>>>

PR #96, opened 2019-04-25
Attendance Override

mienaikoe:
- Adds No Response to atttendance tab on event page
- Adds checkboxes and buttons for overriding attendance when you are the coach

TODO: Make checkbox tables more generic, and have them use the scrollable table component.


client/models/Event.js
```diff
@@ -47,6 +47,25 @@ class Event extends Model {
     })
   }
 
+  overrideAttendance( people, is_positive ){
```
k3ntako: wouldn't `is_attending` be more clear than `is_positive`?

client/pages/Event/EventAttendance.js
```diff
@@ -1,94 +1,263 @@
...
+    const { team } = me;
+    const isCoach = me.isCoach();
+
+    const respondedIds = event.attendees.
+      concat(event.non_attendees).
+      map( person => person._id)
+
+    let noResponses = team.members.filter( member => {
+      return respondedIds.indexOf(member._id) === -1 &&
+        team.coaches.indexOf(member._id) !== -1;
```
k3ntako: `team.coaches` is an array of `Person`s. This has to be converted to an array of `_id`s.

client/models/Event.js
mienaikoe: yes, but I decided to use the same boolean as the `attend()` function so as to avoid confusion, since they effectively do the same things. Maybe I'll convert them both to is_attending

client/pages/Event/EventAttendance.js
mienaikoe: whoa good catch!

mienaikoe:
ready for re-review

client/pages/Event/EventAttendance.js
```diff
@@ -1,94 +1,176 @@
...
+          Mark As Attending
+        </Button> }
+      </Subheading>
+      { this.renderNonAttendees(event.non_attendees, "checkedNonAttendees") }
+      <Subheading label={`No Response (${noResponses.length})`}>
+        { isCoach && <Button icon="check"
+            primary
+            onClick={this.overrideAttendance.bind(this, "checkedNoResponses", true)}
+            disabled={!this.state.checkedNoResponses.length}>
+          Mark As Attending
```
k3ntako: This might be something we should ask coach, but do you think coach wants to change non-respondents to "Attending" or "Not Attending"? 

Maybe he's just gonna assume that no response means not attending. But, if he wants everyone to be either attending or not attending, then most non-respondents would probably be not attending.

I approved the PR because I think there's a strong argument to be made for keeping it this way. Just wanted to ask you the question.

mienaikoe: Well, I don't know for sure what he would say, but I think he would prefer to know who hasn't responded just in case he needs to send a strongly worded email lol.

mienaikoe: He also specifically asked for management of attendance, because oftentimes there are discrepancies between who actually attended and who marked it on the spreadsheet.

mienaikoe: Oh you're asking which "direction" they should default to? hmm. I think this would be the direction, because it's not often you want people in the no-response group to be moved to the did-not-attend group because they mean almost the same thing. No-Response just has the added layer of being socially distant from the team.

mienaikoe: And either way, coach can always move from attending to not-attending, so that movement would just take two clicks.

<<<

Instructions for the task = Give back precisely the lines above that start at the line containing "mienaikoe: Well, I" and end at the line containing "mienaikoe: He also", inclusive. No other lines belong in the output.

Response =
mienaikoe: Well, I don't know for sure what he would say, but I think he would prefer to know who hasn't responded just in case he needs to send a strongly worded email lol.

mienaikoe: He also specifically asked for management of attendance, because oftentimes there are discrepancies between who actually attended and who marked it on the spreadsheet.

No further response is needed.